→ **EXERCISE DETAILS**
Produce an exact copy of all records below.

Records from a dataset
= Beginning of Section =
PR #3976, opened 2026-07-01
chore: bump rust-dashcore to afcff156, export xpub via ExtendedPubKeySigner

Claudius-Maginificent:
## Why this PR exists
- **Problem**: rust-dashcore's `key-wallet` gained a way to derive a BIP-32 extended public key (xpub) from a signer without ever exposing the private key, and the workspace needed to track rust-dashcore's `dev` HEAD.
- **What breaks without it**: without the bump, the workspace is pinned behind rust-dashcore `dev`; without the xpub export, `MnemonicResolverCoreSigner` callers needing offline non-hardened descendant derivation (e.g. DashPay contact-payment addresses) have no safe path except deriving the full `ExtendedPrivKey` and extracting the public half by hand, risking unwiped private-key material on the stack.
- **Blocking relationship**: targets `v4.1-dev`, the current base for wallet work.

## What was done
- Bumped all 8 rust-dashcore workspace deps (dashcore, dash-spv, key-wallet, key-wallet-ffi, key-wallet-manager, dash-network, dash-network-seeds, dashcore-rpc) to `dev` HEAD `afcff1566c81abb0a9cf64b99b0ee675169fddfc`, regenerating `Cargo.lock` so every rust-dashcore-sourced crate (including transitive `dashcore_hashes`, `dashcore-private`, `dashcore-rpc-json`, `git-state`) resolves to the new rev.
= End of Section =
→ **SOLUTION TO THIS EXERCISE**
PR #3976, opened 2026-07-01
chore: bump rust-dashcore to afcff156, export xpub via ExtendedPubKeySigner

Claudius-Maginificent:
## Why this PR exists
- **Problem**: rust-dashcore's `key-wallet` gained a way to derive a BIP-32 extended public key (xpub) from a signer without ever exposing the private key, and the workspace needed to track rust-dashcore's `dev` HEAD.
- **What breaks without it**: without the bump, the workspace is pinned behind rust-dashcore `dev`; without the xpub export, `MnemonicResolverCoreSigner` callers needing offline non-hardened descendant derivation (e.g. DashPay contact-payment addresses) have no safe path except deriving the full `ExtendedPrivKey` and extracting the public half by hand, risking unwiped private-key material on the stack.
- **Blocking relationship**: targets `v4.1-dev`, the current base for wallet work.

## What was done
- Bumped all 8 rust-dashcore workspace deps (dashcore, dash-spv, key-wallet, key-wallet-ffi, key-wallet-manager, dash-network, dash-network-seeds, dashcore-rpc) to `dev` HEAD `afcff1566c81abb0a9cf64b99b0ee675169fddfc`, regenerating `Cargo.lock` so every rust-dashcore-sourced crate (including transitive `dashcore_hashes`, `dashcore-private`, `dashcore-rpc-json`, `git-state`) resolves to the new rev.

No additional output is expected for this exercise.